Geeking Out and Freaking Out About School

“Summer’s off.”

“All the vacations!”

“Only work 10 months of the year.”

Anyone who’s ever cited the above reasons for why they became a teacher is a liar, and anyone who assumes the above is actually true has clearly never lived with a teacher. While I can confidently dispel the myth that teachers do not live at school, I cannot say that the dwelling of a teacher (or any educator, for that matter) has not effectively become a school, in the sense that the “teacher hat” rarely ever (truly) comes off. 

While I’m sad to say that my year of teaching mathematics to a brilliant group of students in Kazakhstan is now over, I am happy to report that I will be working as a science teacher at a Canadian international school in Seoul, Korea come Fall.  Currently unemployed, I have been spending my summer months contemplating the new school year to come. As a new teacher, I get thrown with a lot of advice: 

“Make learning interesting”

“Don’t just lecture”

“Let your students have FUN!”

“Whatever you do, don’t smile until December”

“Whoever said not to smile until December is throwing out a bunch of bull-crap” 

I mean, all this advice is helpful in some way, but mostly, I worry. I worry because I know that the advice usually stems from some past experience; perhaps my adviser has had a brilliant teacher in the past and wants to give me some insight on best practices, or maybe the experience was so traumatic that it is a warning against what I might become. I know, and am reminded every day, that teachers have a tremendous opportunity to influence the lives of their students, whether its for better or for worse. I would be lying if I said that thought has never kept me up at night. 

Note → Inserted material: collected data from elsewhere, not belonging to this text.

PR #20988, opened 2023-03-29
op.c: remove unneeded variable

mauke:
`is_module_install_hack` is a local variable in S_process_special_blocks that is only used to silently treat INIT blocks (in package Module::Install::DSL) as BEGIN blocks. But instead of setting the variable and jumping before the `if` block that checks the variable, we can just jump into the block and get rid of the variable.

### DIFF
--- a/op.c
+++ b/op.c
@@ -11179,12 +11179,11 @@ S_process_special_blocks(pTHX_ I32 floor, const char *const fullname,
             if (strEQ(name, "INIT")) {
 #ifdef MI_INIT_WORKAROUND_PACK
                 {
-                    HV *hv= CvSTASH(cv);
+                    HV *hv = CvSTASH(cv);
                     STRLEN len = hv ? HvNAMELEN(hv) : 0;
-                    char *pv= (len == sizeof(MI_INIT_WORKAROUND_PACK)-1)
+                    char *pv = (len == sizeof(MI_INIT_WORKAROUND_PACK)-1)
                             ? HvNAME_get(hv) : NULL;
-                    if ( pv && strEQ(pv,MI_INIT_WORKAROUND_PACK) )
-                    {
+                    if ( pv && strEQ(pv, MI_INIT_WORKAROUND_PACK) ) {
                         /* old versions of Module::Install::DSL contain code
                          * that creates an INIT in eval, which expect to run
                          * after an exit(0) in BEGIN. This unfortunately
--- a/op.c
+++ b/op.c
@@ -11037,19 +11037,18 @@ S_process_special_blocks(pTHX_ I32 floor, const char *const fullname,
 {
     const char *const colon = strrchr(fullname,':');
     const char *const name = colon ? colon + 1 : fullname;
-    int is_module_install_hack = 0;
 
     PERL_ARGS_ASSERT_PROCESS_SPECIAL_BLOCKS;
 
     if (*name == 'B') {
-        module_install_hack:
-        if (strEQ(name, "BEGIN") || is_module_install_hack) {
+        if (strEQ(name, "BEGIN")) {
+            /* can't goto a declaration, but a null statement is fine */
+            module_install_hack: ;
             const I32 oldscope = PL_scopestack_ix;
             SV *max_nest_sv = NULL;
             IV max_nest_iv;
             dSP;
             (void)CvGV(cv);
-            is_module_install_hack = 0;
             if (floor) LEAVE_SCOPE(floor);
             ENTER;
 
@@ -11196,7 +11195,6 @@ S_process_special_blocks(pTHX_ I32 floor, const char *const fullname,
                          */
                         Perl_warn(aTHX_ "Treating %s::INIT block as BEGIN block as workaround",
                                 MI_INIT_WORKAROUND_PACK);
-                        is_module_install_hack = 1;
                         goto module_install_hack;
                     }
 


tonycoz (approved):

demerphq (changes requested):
This includes a bunch of unnecessary whitespace changes that should be removed and applied as a separate commit.  Please dont make whitespace changes just because you don't like the whitespace layout used previously, and if you must, please apply it as a whitespace only commit where you can prove that no functionality changes are mixed in with a diff -w.

mauke:
I have split the commit into two parts.

I didn't make whitespace changes just because I didn't like the previous layout; I added three spaces because there was no consistent layout before. (I added two spaces because the first and third variable declarations in the block randomly had no space between the variable name and the `=`, which was inconsistent with the second declaration (and the rest of the file). The third space I added was after a comma in an argument list, again to make the formatting consistent with other function calls  in the same file.)

demerphq:
> I didn't make whitespace changes just because I didn't like the previous layout; I added three spaces because there was no consistent layout before.

The reasons don't really matter. You altered code for no reason other than to adjust the whitespace, and you did so in a patch that also modified other code. This obscures what has actually been changed in the immediate diff and it obscures the history of the code in blame logs. Generally we frown on making unforced whitespace changes to code in .c files.   (IMO comments, pod, and .h files are a different matter.) As a general rule if you don't need to touch a line of code resist the urge to touch it.

The smaller the change the more important this convention is.  If you tweak a few lines of whitespace in a hundred line patch then no-one is really going to care, but when the percentage of whitespace changes to code changes starts to get into high percentages (eg >5% or so) you should either just not bother, or if you really can't resist (I sympathize) do it as a separate commit that has a message that says something like "whitespace only, use -w to view".  FWIW, there is TONS of code I would happily adjust because it is inconsistent or otherwise annoying, but I resist the urge. You can and should do the same.

demerphq (approved):

mauke:
What's a blame log?

Also, why would people use `-w` to look at a whitespace-only commit? It's just going to look empty.
Also also, if people don't want to see whitespace changes in the history, why don't they just use `git log -pw`?

demerphq:
On Thu, 30 Mar 2023 at 10:40, mauke ***@***.***> wrote:

> What's a blame log?
>

git blame $file

Follow a line of code through the blame log and you'll see why this rule
exists.


> Also, why would people use -w to look at a whitespace-only commit? It's
> just going to look empty.
>

Well, no. If the whitespace change adds or removes lines then it will show
those changes. But the whole point is that using -w to see the patch is
empty is a good way to reassure yourself that the change is in fact a pure
whitespace change.


> Also also, if people don't want to see whitespace changes in the history,
> why don't they just use git log -pw?
>
The point is that when someone looks at a normal diff they dont' want to
see a bunch of whitespace changes at the same time, and they dont want to
*have* to use -w to ignore the changes, as -w is not a universal panacea.
As I said above it does not hide whitespace changes that add or remove
lines, and it can make things look different than they actually are. (I
don't have examples for you, but i have seen it produce very confusing
diffs that only made sense when I removed the -w.)

Anyway, it is a simple rule of thumb: if you don't need to change a line
try to resist the urge to change the line, and if you really must then do
it in a patch by itself. It is a long standing convention, probably a
decade or more, I am actually a bit surprised it isn't documented somewhere
explicitly. I had hoped to be able to point you to the rule in some doc
file but I couldn't find it.  I know it was well established long before we
migrated to git.

Yves


-- 

mauke:
> > What's a blame log?
>
> git blame $file
>
> Follow a line of code through the blame log and you'll see why this rule exists.

`git blame` is mostly useless. At minimum you want `git blame -w` so it skips over whitespace-only changes, but for real work I prefer `git log -p --follow $file`. Not all changes that happen to touch a particular line are meaningful in context and I nearly always want to look further back in history.

> Anyway, it is a simple rule of thumb: if you don't need to change a line try to resist the urge to change the line

I completely disagree, of course: If you're tidying up a block of code (and you should do so when it simplifies the code or makes it more readable), you should also fix formatting issues. Readable code in the working directory right now beats a superficially "nice" history.

> I know it was well established long before we migrated to git.

... which is why I suspect this convention might just be an attempt to work around deficient tooling. Git can track code changes to an arbitrary depth (even as code moves between different files) without major contortions, so why are we optimizing for `git blame`?

demerphq:
On Thu, 30 Mar 2023 at 11:27, mauke ***@***.***> wrote:

> What's a blame log?
>
> git blame $file
>
> Follow a line of code through the blame log and you'll see why this rule
> exists.
>
> git blame is mostly useless.
>

That is a very extreme statement. I use it fairly regularly for code
archaeology. That /you/ find something to be useless is not an indicator
that we all do.


> At minimum you want git blame -w so it skips over whitespace-only
> changes, but for real work I prefer git log -p --follow $file.
>

I am familiar with blame -w.  I am also familiar with log -p --follow.
Familiar enough to believe that the latter is not a replacement for git
blame except in the simplest of cases. I am actually pretty surprised you
even brought it up.


> Not all changes that happen to touch a particular line are meaningful in
> context and I nearly always want to look further back in history.
>
git blame can help you jump past many irrelevant changes in a few simple
checks and is a very powerful tool for code archaeology on files with a lot
of code-churn. If I want to follow the history of a specific piece of
functionality I use git blame not git log. git log would be full of
false-positives.


> Anyway, it is a simple rule of thumb: if you don't need to change a line
> try to resist the urge to change the line
>
> I completely disagree, of course: If you're tidying up a block of code
> (and you should do so when it simplifies the code or makes it more
> readable), you should also fix formatting issues. Readable code in the
> working directory right now beats a superficially "nice" history.
>
It isn't up to you to pick and choose which of our norms apply to you, or
to decide unilaterally that these norms don't apply generally anymore.
Avoiding whitespace-only changes, and isolating them when they do happen,
is a long established convention in the project. All of the old hands try
their best to follow it as much as possible, and so should you.

If you want post to perl5porters and argue that the convention should be
changed then feel free to do so, but debating it with me in the comments on
a now closed PR doesn't achieve anything except to annoy me personally: I
didn't make this convention, and in fact when I was first introduced to it
I felt much the same as you seem to,  but over the years I have come to
appreciate the wisdom of avoiding unnecessary changes, and I now feel it is
a good policy that we should continue to follow. Arguing with me about it
in this context is like arguing with a cop that the speed limit is too low
when they give you a ticket for speeding: the cop didn't make the rule,
they just enforce it. Same thing here.

FWIW, If it were up to me we would have tooling to format all of our code,
and we could and would validate if a patch followed the rules by using the
tool *before* we merged the change. Without such a tool claims about
consistency are IMO unfounded, humans simply are not consistent in how they
perform complex tasks, and readability is a subjective matter. What you
find more readable I might not, and vice-versa. If every one of us changed
the style of code to suit our preferences (even under the guise of
"consistency or readability") then the chance of a mistake creeping in goes
up, and the more difficult it would be to understand our history of
changes. Tools like -w do make it easier, but they don't solve the problem
entirely.

cheers,
Yves



-- 

PR #21544, opened 2023-10-05
Test2-Suite: remove problematic test

haarg:
Test2-Suite's t/acceptance/Workflow-Acceptance.t test is causing intermittent failures. Exodist has said:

So what does a young, novice teacher like me do during their free time? Well, this summer (like the last, and probably for many summers to come) has been filled with a lot of reading; books about science education, classroom management, cognitive psychology, teaching and learning . . . you name it. Books, and also a lot of web-surfing in search of inspiration and ideas for the next school year. The great thing about being a teacher today, versus 50 years ago even, is the incredible, vast, and extensive amount of information available literally (excuse the cliche) at our fingertips. With the advent of online textbooks, YouTube, massive open online courses (MOOCs), I really have no excuse for not knowing better. The issue now becomes knowing how to efficiently and effectively conduct searches, filter out the big ideas, and not get caught in fun  yet unproductive Pintrest spirals, or the ever-so-looming YouTube vortex.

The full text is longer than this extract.